Our usual practice is to freeze almost all our dressed poultry whole, then cut as desired after thawing. It may be that the meat keeps better in larger pieces. What is certain is that, if you cut before freezing, you create pointed ends of sheared bone which can puncture wrapping. When freezing cut pieces with exposed points of bone, I take care to tuck the jagged points inside other cuts with a smooth exterior. It is occasionally necessary to fold a piece of freezer paper several thicknesses to pad an exposed point.
A major exception to the leave-whole preference is the processing of duck carcasses. Many cooks have discovered how difficult it is to cook a whole duck satisfactorily: Either the breast overcooks while waiting for the legs and thighs to cook through; or the breast is au point, while the legs and thighs are under-done. Our solution is to cut up the carcass and use the parts in separate preparations.
I use my thin, short blade to fillet the breast off the breast bone in two portions. I use my heavier, stiffer blade to cut off the wings, thighs, and legs. The remaining bony back is saved for the stock pot. The breast fillets are reserved for meals for the lord and lady of the manor (that’s us!) and are cooked like small steaks. For us, that most often means pan-grilling “hot and quick” in the fat that renders from the skin as grilling begins. Duck breast is best served rare. The “bits and pieces” (wings, legs, and thighs) are passed on to the peasants (that’s us, too!), and are usually braised, with onions and red cabbage, sometimes with apple as well. After such a meal, we sigh with satisfaction and muse, “Hmmmm, wonder what the rich folks are eating tonight!”
Processing “The Goodies”
Stock parts
Feet (you did save the feet, right?), heads, necks, and the skins from around the neck can be saved for the stock pot. Dry thoroughly and freeze in appropriate-size packages.

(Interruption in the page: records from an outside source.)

PR #474, opened 2022-11-16
Support for PKCE

akatsoulas:
Adjust comments

Remove .devcontainer

Default challenge method to S256

Fix base64 encoding

PKCE Unit Tests

Fix code_verifier KeyError

Test code_verifier parameter

AuthoricationRequestView test code_verifier

Replace assert_ with assertTrue

Replace all assert_ calls with assertTrue

Fix flake8 errors

Fix flake8 warnings

Test PKCE settings

Check for AssertionError rather than ValueError

Update documentation

Change AssertionError to ValueError

### DIFF
--- a/mozilla_django_oidc/utils.py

If you cut up a carcass, the bonier parts such as the back can also be reserved for the stock pot. In addition, we always freeze the bony carcasses from roasted fowl until ready to make stock.
“Giblets”
You don’t like liver? Forget that! This is your chance to appreciate real livers, not the pale yellow-brown, tired-looking livers your mother may have bought at the supermarket. Livers from your poultry are more likely to be dark red, plump, and glistening, signs of healthy livers. Saute some onions, then saute fresh livers “hot and quick” in the same pan, deglazing the pan with a little wine or sherry. Do not cook beyond “rare”. Delicious! (Freeze extra livers in small packets for later use.)
The hearts and gizzards can also be sauteed and added to soups, sauces, or stir-fries. (Or they can be added to the stock parts.)
Processing the gizzard is complicated by its structure. It is a mass of lean muscle around an inner pouch with a tough lining, containing bits of stone the bird uses to grind its feed. You can cut through the muscle to reveal the outer surface of the pouch, then peel the muscle back with your fingers, leaving a butterfly-shaped cleaned gizzard. It can be tricky peeling off the muscle without splitting open the pouch. Sometimes it helps to chill the gizzards a little before peeling them.
Another option is to brace the gizzard against a cutting board, and slice off bite-size pieces, keeping the blade’s edge away from the interior pouch and leaving it intact.
Remember Your Pets
Actually, at our house, all the necks, hearts, and gizzards are reserved for our dog Nyssa. Before dogs started eating that dry crunchy stuff they ate raw meat, right? And bones. So we decided several years ago that Nyssa could only benefit from raw meat and bone as a substantial part of her daily diet. I cut the hearts, gizzards, and lungs, and freeze in mini-packets. I also freeze the necks, wrapped individually in plastic wrap. Each day Nyssa gets one or the other, thawed to room temperature. She loves them!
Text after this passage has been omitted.